Daniel George: Alicia, this is a really critical thing, because I think 10 years ago maybe there was some turf battle over who's going to treat the patients with this drug or that drug. In my mind, that's a moot point now. We all need to be advanced prostate cancer clinicians, every radiation oncologist, urologist, medical oncologist. There are so many patients now living with advanced prostate cancer. We've doubled the time, maybe not at this very last castrate resistant disease setting, we haven't doubled the time, but all the treatments up till then and all the impact we've had on metastatic hormone sensitive disease, and now this kind of influx of more patients with advanced prostate cancer because of some decreased screening that's happened, we're inundated with a higher and higher burden of prostate cancer. People are living longer, just naturally. So now we're getting more men diagnosed with prostate cancer in their eighties that we're treating.

And there are unique challenges to that population of patients. So this is not a time to be fighting over who's going to do what. This is a time of coming together and informing multidisciplinary standards, consensus on quality. Everybody needs to get these things done in terms of bone health, in terms of genetic testing, in terms of tumor burden assessment and discussions of chemotherapy, hormonal therapies, targeted therapies, and at what point. And then we can figure out how can we deliver those things collectively. So I'm not going to give radio therapies, and I may give chemotherapies, but there's lots of people that can give hormonal therapies.

And so we're going to have to divide and conquer this because there's more patients, more treatments, more disease and burden of patients management than any one profession can handle.
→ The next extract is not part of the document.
PR #86, opened 2017-11-27
fix: dev: Local cache file offset should take file split size into account

abhishekdas99:


rubix-bookkeeper/src/main/java/com/qubole/rubix/bookkeeper/LocalDataTransferServer.java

So that's where I think the centers can come together. In your own community, you can come together. Because medical oncologists are getting bombarded out there on the general side from all cancers, not just prostate cancer. That's proliferating and options and survival. It's all these cancers. So we all need help, and we've got to band together for that.

Alicia Morgans: Absolutely. I think to really overcome what has become such a complex disease, we have to work together. We have to understand our own strengths and weaknesses, understand the pros and cons of each of these treatments, work with our patients to make those shared decisions, and ultimately do what's right for that individual patient as we try to do what's best for his cancer.

So thank you so much for taking the time today and sharing a huge amount of knowledge with us. We really appreciate your expertise.

Daniel George: My pleasure, as always, Alicia. Nice to see you.